Task description >>
Only lines with the word "DnssecPolicy" belong in the answer; copy them from the records below.

Records to process >>

[Start of section]

PR #2339, opened 2024-08-04
CNAME resolution support for the recursor.

marcus0x62:
This PR adds support for CNAME resolution to the recursor, along with a set of related changes:

1. A new extend_records method in [crates/resolver/src/lookup.rs](https://github.com/hickory-dns/hickory-dns/blob/f7ef5cdf08730ecb04ba0947d9bbc309400c9b4b/crates/resolver/src/lookup.rs#L144) to facilitate appending the resolved CNAMES to the original Lookup result.
2. A [change](https://github.com/marcus0x62/hickory-dns/blob/77bdf979cceba089d04fe718abe7db73ff49c074/crates/resolver/src/dns_lru.rs#L279) to the DNS LRU insert_records function to use the original query type when inserting a CNAME record, to facilitate later retrieval of the record.
3. Core CNAME lookup logic for the recursor and a configurable recursion depth limit (default: 12 nested lookups) to prevent lookup loops
4. CNAME-related tests for single CNAME queries, CNAME chain queries, and the recursion depth limit.

### DIFF
--- a/crates/recursor/src/recursor.rs
+++ b/crates/recursor/src/recursor.rs
@@ -28,6 +28,9 @@ use crate::{
 pub struct RecursorBuilder {
     ns_cache_size: usize,
     record_cache_size: usize,
+    /// This controls how many nested lookups will be attempted to resolve a CNAME chain. Setting it
+    /// to 0 will disable the recursion limit check, and is not recommended.
+    recursion_limit: u8,
     dnssec_policy: DnssecPolicy,
     do_not_query: Vec<IpNet>,
 }
@@ -42,6 +45,13 @@ impl RecursorBuilder {
     /// Sets the size of the list of cached records
     pub fn record_cache_size(&mut self, size: usize) -> &mut Self {
         self.record_cache_size = size;
+        self
+    }
+
+    /// Sets the maximum recursion depth for queries; set to 0 for unlimited
+    /// recursion.
+    pub fn recursion_limit(&mut self, limit: u8) -> &mut Self {
+        self.recursion_limit = limit;
         self
     }
 
@@ -67,6 +77,7 @@ impl RecursorBuilder {
             roots,
             self.ns_cache_size,
             self.record_cache_size,
+            self.recursion_limit,
             self.dnssec_policy.clone(),
             self.do_not_query.clone(),
         )
@@ -96,6 +107,7 @@ impl Recursor {
         roots: impl Into<NameServerConfigGroup>,
         ns_cache_size: usize,
         record_cache_size: usize,
+        recursion_limit: u8,
         dnssec_policy: DnssecPolicy,
         do_not_query: Vec<IpNet>,
     ) -> Result<Self, ResolveError> {
@@ -103,6 +115,7 @@ impl Recursor {
             roots,
             ns_cache_size,
             record_cache_size,
+            recursion_limit,
             dnssec_policy.is_security_aware(),
             do_not_query,
         )?;
@@ -312,7 +325,7 @@ impl Recursor {
         match &self.mode {
             RecursorMode::NonValidating { handle } => {
                 handle
-                    .resolve(query, request_time, query_has_dnssec_ok)
+                    .resolve(query, request_time, query_has_dnssec_ok, 0)
                     .await
             }
 
@@ -368,6 +381,10 @@ impl Default for RecursorBuilder {
         Self {
             ns_cache_size: 1_024,
             record_cache_size: 1_048_576,
+            // This default is based on CNAME recursion failures of long (> 8 records) CNAME chains
+            // that users of Unbound encountered (see https://github.com/NLnetLabs/unbound/issues/438)
+            // with a small safety margin added.
+            recursion_limit: 12,
             dnssec_policy: DnssecPolicy::SecurityUnaware,
             do_not_query: vec![],
         }
@@ -447,7 +464,7 @@ mod for_dnssec {
             stream::once(async move {
                 // request the DNSSEC records; we'll strip them if not needed on the caller side
                 let do_bit = true;
-                this.resolve(query, Instant::now(), do_bit)
+                this.resolve(query, Instant::now(), do_bit, 0)
                     .map_ok(|lookup| {
                         // `DnssecDnsHandle` will only look at the answer section of the message so
                         // we can put "stubs" in the other fields
--- a/crates/recursor/src/recursor_dns_handle.rs
+++ b/crates/recursor/src/recursor_dns_handle.rs
@@ -10,9 +10,9 @@ use tracing::{debug, trace, warn};
 
 use crate::{
     proto::{
-        error::ForwardNSData,
+        error::{ForwardNSData, ProtoErrorKind},
         op::Query,
-        rr::{RData, RecordType},
+        rr::{RData, RData::CNAME, Record, RecordType},
     },
     recursor_pool::RecursorPool,
     resolver::{
@@ -34,6 +34,7 @@ pub(crate) struct RecursorDnsHandle {
     roots: RecursorPool<TokioRuntimeProvider>,
     name_server_cache: Arc<Mutex<NameServerCache<TokioRuntimeProvider>>>,
     record_cache: DnsLru,
+    recursion_limit: u8,
     security_aware: bool,
     do_not_query_v4: PrefixSet<Ipv4Net>,
     do_not_query_v6: PrefixSet<Ipv6Net>,
@@ -44,6 +45,7 @@ impl RecursorDnsHandle {
         roots: impl Into<NameServerConfigGroup>,
         ns_cache_size: usize,
         record_cache_size: usize,
+        recursion_limit: u8,
         security_aware: bool,
         do_not_query: Vec<IpNet>,
     ) -> Result<Self, ResolveError> {
@@ -77,6 +79,7 @@ impl RecursorDnsHandle {
             roots,
             name_server_cache,
             record_cache,
+            recursion_limit,
             security_aware,
             do_not_query_v4,
             do_not_query_v6,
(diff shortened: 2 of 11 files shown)


justahero:
The `e2e` test suite fails to compile, for example `Record::cname` or `Record::CNAME` are not defined. The [`Record`](https://github.com/hickory-dns/hickory-dns/blob/main/conformance/packages/dns-test/src/record.rs#L54) is the one defined in the `dns-test` package.

Maybe you missed something to commit?

tests/test-data/test_configs/example_recursor.toml
```diff
@@ -37,4 +37,4 @@ zone_type = "Hint"
 
 ## remember the port, defaults: 53 for Udp & Tcp, 853 for Tls and 443 for Https.
 ##   Tls and/or Https require features dns-over-tls and/or dns-over-https
-stores = { type = "recursor", roots = "default/root.zone", ns_cache_size = 1024, record_cache_size = 1048576 }
+stores = { type = "recursor", roots = "default/root.zone", ns_cache_size = 1024, record_cache_size = 1048576, recursion_limit = 12 }
```
justahero, line 40: My recommendation is to lower the value of `recursion_limit` (for example 2), so it requires less setup in the test.

marcus0x62:
There is a separate PR open to add the CNAME record. See PR #2338.On Aug 15, 2024, at 7:49 AM, Sebastian Ziebell ***@***.***> wrote:﻿
The e2e test suite fails to compile, for example Record::cname or Record::CNAME are not defined. The Record is the one defined in the dns-test package.
Maybe you missed something to commit?

marcus0x62:
> The `e2e` test suite fails to compile, for example `Record::cname` or `Record::CNAME` are not defined. The [`Record`](https://github.com/hickory-dns/hickory-dns/blob/main/conformance/packages/dns-test/src/record.rs#L54) is the one defined in the `dns-test` package.
> 
> Maybe you missed something to commit?

No, there is a separate PR open to add the CNAME record. See PR [#2338](https://github.com/hickory-dns/hickory-dns/pull/2338).

tests/test-data/test_configs/example_recursor.toml
marcus0x62: That would simplify the test, but it would also eliminate measurement of one of the test objectives: ensuring that long CNAME chains can be resolved.  I agree the test is quite verbose, but I'd rather work on improving the dns-test API's support for complex tests than eliminate a valid test case to work around the present contour of the API.

bluejekyll:
Is it possible for us to reuse the logic here in the caching_client for this? There's a lot of annoying details with CNAME recursion and other record types that also need to be resolved like CNAME.

https://github.com/hickory-dns/hickory-dns/blob/main/crates/resolver/src/caching_client.rs#L336-L472

marcus0x62:
@bluejekyll I've been looking into this today, and  while I need to do some more research, the first challenge I see is I don't think the record caching behavior (bundling the entire cname chain as one cache entry with the TTL set to the smallest TTL from the chain) is going to be optimal for the recursor, where having the records from the chain cached individually and according to the individual record TTL would be valuable/more efficient. As one example, a lot of CDN intermediate records are generic and will be used across multiple domains.

Secondly, and while it isn't necessarily a "problem" for the recursor (in terms of not working,) the caching client CNAME implementation seems to be built around the idea that CNAME chains will be returned more or less complete and that encountering a partial CNAME chain is the exception to be handled at the end , whereas the recursor implementation is the opposite - it expects to not get the full chain and early in its loop kicks off  a search for missing links.

crates/resolver/src/dns_lru.rs
```diff
@@ -273,15 +273,24 @@ impl DnsLru {
...
                 // to avoid this problem, we'll cache the RRSIG along the record it covers using
                 // the record's type along the record's `name()` as the key in the cache
-
+                //
+                // For CNAME records, we want to preserve the original request query type, since
+                // that's what would be used to retrieve the cached query.
                 #[cfg(feature = "dnssec")]
                 let rtype = if let Some(rrsig) = RRSIG::try_borrow(record.data()) {
                     rrsig.type_covered()
+                } else if record.record_type() == RecordType::CNAME {
```
djc, line 282: Maybe something like this to reduce the duplication?

```rust
let rtype = match record.record_type() {
    RecordType::CNAME => original_query.query_type(),
    #[cfg(feature = "dnssec")]
    RecordType::RRSIG => match RRSIG::try_borrow(record.data()) {
        Some(rrsig) => rrsig.type_covered(),
        None => rtype,
    }
    _ => record.record_type(),
};
```

crates/recursor/src/recursor.rs
```diff
@@ -37,6 +38,7 @@ impl Default for RecursorBuilder {
         Self {
             ns_cache_size: 1024,
             record_cache_size: 1048576,
+            recursion_limit: 12,
```
djc, line 41: Would be good to comment on how we arrived at this value (if you made it up, some reasoning would be nice).

crates/recursor/src/recursor_dns_handle.rs
```diff
@@ -226,6 +262,82 @@ impl RecursorDnsHandle {
...
+        // Don't resolve CNAME lookups for a CNAME (or ANY) query
+        if query_type == RecordType::CNAME || query_type == RecordType::ANY {
+            return Ok(lookup);
+        }
+
+        let mut cname_chain = vec![];
+        for cname in lookup
+            .records()
+            .iter()
+            .filter(|record| record.record_type() == RecordType::CNAME)
```
djc, line 290: I'd just do this filter inside the `for`-loop, should result in formatting that's easier to follow and there's not much benefit to doing it this way. Might even be able to somehow fold the `record_type() == RecordType::CNAME` and `if let CNAME(name) = cname.data()` with `try_borrow()` or something?

djc (approved):
LGTM overall, some small suggestions.

crates/recursor/src/recursor.rs
```diff
@@ -28,6 +28,11 @@ use crate::{
 pub struct RecursorBuilder {
     ns_cache_size: usize,
     record_cache_size: usize,
+    /// This controls how many nested lookups will be attempted to resolve a CNAME chain. It
+    /// defaults to 12 to support the longest real-world CNAME chains the authors could find,
+    /// but is user-configurable to support longer or shorter limits.  Setting it to 0 will
+    /// disable the recursion limit check, and is not recommended.
+    recursion_limit: u8,
```
djc, line 35: Nit: I think we should describe what it does here, but describe how you arrived at the default value in the `Default` impl, where we actually set the 12. Also I think it would be useful to add the link to the unbound issue you referenced.

crates/recursor/src/recursor_dns_handle.rs
```diff
@@ -226,6 +262,77 @@ impl RecursorDnsHandle {
...
+            .insert_records(query, lookup.records().iter().map(Record::to_owned), now);
+
+        // Don't resolve CNAME lookups for a CNAME (or ANY) query
+        if query_type == RecordType::CNAME || query_type == RecordType::ANY {
+            return Ok(lookup);
+        }
+
+        depth += 1;
+        if self.recursion_limit > 0 && depth > self.recursion_limit {
+            warn!("Recursion depth exceeded for {query_name:?}");
```
djc, line 288: Nit: lowercase log message?

crates/recursor/src/recursor_dns_handle.rs
```diff
@@ -226,6 +262,77 @@ impl RecursorDnsHandle {
...
+                    count: depth as usize,
+                }
+                .into(),
+            )
+            .into());
+        }
+
+        let mut cname_chain = vec![];
+        for rec in lookup.records().iter() {
+            if let CNAME(name) = rec.data() {
```
djc, line 300: Nit:

```rust
let CNAME(name) = rec.data() else {
    continue;
}
```

?

crates/recursor/src/recursor_dns_handle.rs
```diff
@@ -226,6 +262,77 @@ impl RecursorDnsHandle {
...
+                };
+
+                // Here, we're looking for either the terminal record type (matching the
+                // original query, or another CNAME.
+                cname_chain.extend(records.records().iter().filter_map(|r| {
+                    if r.record_type() == query_type || r.record_type() == RecordType::CNAME {
+                        Some(Record::to_owned(r))
+                    } else {
+                        None
+                    }
```
djc, line 324: Maybe like this?

```rust
match r.record_type() {
    ty @ RecordType::CNAME if ty == query_type => Some(r.to_owned()),
    _ => None,
}
```

tests/e2e-tests/src/recursor/cname/scenarios.rs
```diff
@@ -0,0 +1,582 @@
...
+    }
+
+    for answer in res.unwrap().answer {
+        match answer {
+            Record::A(rec) => {
+                assert_eq!(rec.fqdn, www13_fqdn);
+                assert_eq!(rec.ipv4_addr, www13_ipv4);
+            }
+            Record::CNAME(rec) => {
+                assert!(if rec.fqdn == www2_fqdn {
```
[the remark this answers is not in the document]
djc: This doesn't really seem to be addressed? Still a lot of duplication in names etc.

djc (approved):

crates/recursor/src/recursor_dns_handle.rs
marcus0x62: That match arm is effectively r.record_type() == RecordType::CNAME && r.record_type == query_type, whereas the original is looking for CNAME || the original query type.

I tried a few match variations to recreate the || logic, but at least what I came up with read less clearly than the original if statement.

bluejekyll:
> the caching client CNAME implementation seems to be built around the idea that CNAME chains will be returned more or less complete and that encountering a partial CNAME chain is the exception to be handled at the end

I wonder if we can create a method for doing this that would be reusable? The CachingClient implementation will issue additional requests if the chain is incomplete. What I'm worried about is that we're going to have to maintain two different areas of code that will have nuances around CNAME, HTTPS, SVCB, etc, records. I'd love it if we could have that logic abstracted. If not part of this PR, maybe something in the future.

tests/e2e-tests/src/recursor/cname/scenarios.rs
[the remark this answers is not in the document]
marcus0x62: I moved most of the boilerplate to a self contained test network structure. There is still a bit (not as much) duplication of some of the names, but I think further reduction would just make it difficult to follow the test logic.

marcus0x62:
> I wonder if we can create a method for doing this that would be reusable? The CachingClient implementation will issue additional requests if the chain is incomplete, fwiw. What I'm worried about is that we're going to have to maintain two different areas of code that will have nuances around CNAME, HTTPS, SVCB, etc, records. I'd love it if we could have that logic abstracted. If not part of this PR, maybe something in the future.

I think that's doable, but I'd like to tackle it as a separate effort.  Another thing that probably makes sense to unify is the DNSSEC post-processing we're doing in both places.  The differences in caching behavior can probably be eliminated - it doesn't seem critical for the caching client to store the entire CNAME chain as a single record.  The other big difference is the working copy of the response records at the time of CNAME resolution is in a DnsResponse on the caching client side and a LookupResult on the recursor side. I think that could be abstracted, or the CNAME resolution on the recursor side could be moved into lookup instead of resolve...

[End of section]

Answer for the task >>
     dnssec_policy: DnssecPolicy,
         dnssec_policy: DnssecPolicy,
             dnssec_policy: DnssecPolicy::SecurityUnaware,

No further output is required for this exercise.